Bayes risk CTC: Controllable CTC alignment in Sequence-to-Sequence tasks

Sequence-to-Sequence (seq2seq) tasks transcribe the input sequence to a target sequence. The Connectionist Temporal Classification (CTC) criterion is widely used in multiple seq2seq tasks. Besides predicting the target sequence, a side product of CTC is to predict the alignment, which is the most probable input-long sequence that specifies a hard aligning relationship between the input and target units. As there are multiple potential aligning sequences (called paths) that are equally considered in CTC formulation, the choice of which path will be most probable and become the predicted alignment is always uncertain. In addition, it is usually observed that the alignment predicted by vanilla CTC will drift compared with its reference and rarely provides practical functionalities. Thus, the motivation of this work is to make the CTC alignment prediction controllable and thus equip CTC with extra functionalities. The Bayes risk CTC (BRCTC) criterion is then proposed in this work, in which a customizable Bayes risk function is adopted to enforce the desired characteristics of the predicted alignment. With the risk function, the BRCTC is a general framework to adopt some customizable preference over the paths in order to concentrate the posterior into a particular subset of the paths. In applications, we explore one particular preference which yields models with the down-sampling ability and reduced inference costs. By using BRCTC with another preference for early emissions, we obtain an improved performance-latency trade-off for online models. Experimentally, the proposed BRCTC reduces the inference cost of offline models by up to 47% without performance degradation and cuts down the overall latency of online systems to an unseen level.

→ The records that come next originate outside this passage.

PR #103, opened 2017-02-23
Add radare2 support to disass tool

roachspray:
This has the dependency of radare2 disassembler (similar to the BN and IDA support in the disass tool). Please feel free to bash the code; I do not claim it is pretty.


tools/disass/radare2/x86.py
```diff
@@ -0,0 +1,167 @@
...
+    for fne in fn_list:
+        name = fne["name"]
+        new_block = True
+
+        # Having each function be a named block. Is enough?
+        named_block = CFG_pb2.NamedBlock()
+        named_block.name = name
+        named_block.address = fne["offset"]
+
+        # XXX: I am a bit confused on the meaning of the 1 and 0 for
```
pgoodman: Use `TODO(name)` format here. That way people know who to ask when they're trying to understand this.

tools/disass/radare2/x86.py
```diff
@@ -0,0 +1,167 @@
...
+
+    #
+    # The purpose of running these is to get the executable
+    # analyzed so the representation given from radare2 is 
+    # in a form that is useful to being remill-ingested.
+    # I am sure there are improvements to be made here.
+    #
+    # Should investigate using:
+    #   aaaa is experimental
+    log.warning("Fuck you")
```
pgoodman: Please change this.

tools/disass/radare2/x86.py
```diff
@@ -0,0 +1,167 @@
...
+import log
+
+import CFG_pb2
+try:
+    import r2pipe
+except:
+    log.critical("Install the radare2 python bindings. (https://github.com/radare/radare2-r2pipe)")
+
+#
+# I have concerns on performance in large executable scenarios.
```
pgoodman: Unnecessary comment.

tools/disass/radare2/x86.py
```diff
@@ -0,0 +1,167 @@
...
+
+            # I was using python3 before so had bytes.fromhex() API call,
+            # but I believe this is the correct juju for Python2
+            btmp = [op["bytes"][i:i+2] for i in range(0, len(op["bytes"]), 2)]
+            ii.bytes = ''.join([chr(int(x, 16)) for x in btmp])
+            ii.address = op["offset"]    
+            oc = op["opcode"]
+
+            #
+            # Unsure if this is the behavior that is desired
```
pgoodman: `ud2` is a valid block terminator, and has well-defined semantics in Remill. A block ending in a `ud2` should be included in the CFG.

tools/disass/radare2/x86.py
```diff
@@ -0,0 +1,167 @@
...
+
+        # Having each function be a named block. Is enough?
+        named_block = CFG_pb2.NamedBlock()
+        named_block.name = name
+        named_block.address = fne["offset"]
+
+        # XXX: I am a bit confused on the meaning of the 1 and 0 for
+        # visibility. I am setting the imported symbols to visibility 1.
+        if name.startswith("sym.imp.") == True:
+            named_block.visibility = 1
```
pgoodman: Use `CFG_pb2.IMPORTED` or `CFG_pb2.EXPORTED` instead of the numbers.

tools/disass/radare2/x86.py
```diff
@@ -0,0 +1,167 @@
...
+                log.debug("Disassembling function: {}".format(name))
+                log.debug("{}".format(json.dumps(dis, sort_keys=False, indent=4, separators=(",", ": "))))
+                new_block = True
+                blk = None
+                break
+
+            blk.instructions.extend([ii])
+            blk_terminators = ["call", "ret", "int", "j", "iret", "hlt", "nop", \
+              "lcall", "ljmp", "syscall" ]
+            for bt in blk_terminators:
```
pgoodman: Need to add some `mod.addressed_blocks` for things like: return address of `call`, `syscall`, `sysenter`, etc. An addressed block is one that can be targeted by an indirect control flow. For example, the return address of a `call` instruction is treated as addressable because the `ret` instruction is an indirect control flow.

tools/disass/radare2/x86.py
roachspray: Yikes. Yes it should be changed.

tools/disass/radare2/x86.py
roachspray: Ok, will do; thanks.

tools/disass/radare2/x86.py
roachspray: Ok, I will do this. Thanks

翻译：序列到序列（seq2seq）任务将输入序列转录为目标序列。连接主义时间分类（CTC）准则广泛应用于多种seq2seq任务中。除了预测目标序列外，CTC的一个副产品是预测对齐关系，即最可能的最长输入序列，该序列指定了输入单元与目标单元之间的硬对齐关系。由于CTC公式中存在多个同等考虑的对齐序列（称为路径），哪条路径最可能成为预测对齐始终存在不确定性。此外，通常观察到原始CTC预测的对齐与参考对齐相比会发生偏移，且极少提供实用功能。因此，本工作的动机是实现可控的CTC对齐预测，从而为CTC赋予额外功能。本文提出贝叶斯风险CTC（BRCTC）准则，其中采用可定制的贝叶斯风险函数来强制实现预测对齐的期望特性。借助风险函数，BRCTC是一个通用框架，可对路径施加特定偏好，从而将后验分布集中在路径的特定子集上。在应用中，我们探索了一种特定偏好，该偏好赋予模型降采样能力并降低推理成本。通过使用具有另一种早发射偏好的BRCTC，我们实现了在线模型性能与延迟之间更优的权衡。实验表明，所提出的BRCTC在不损失性能的情况下，将离线模型的推理成本降低高达47%，并将在线系统的整体延迟降至前所未有的水平。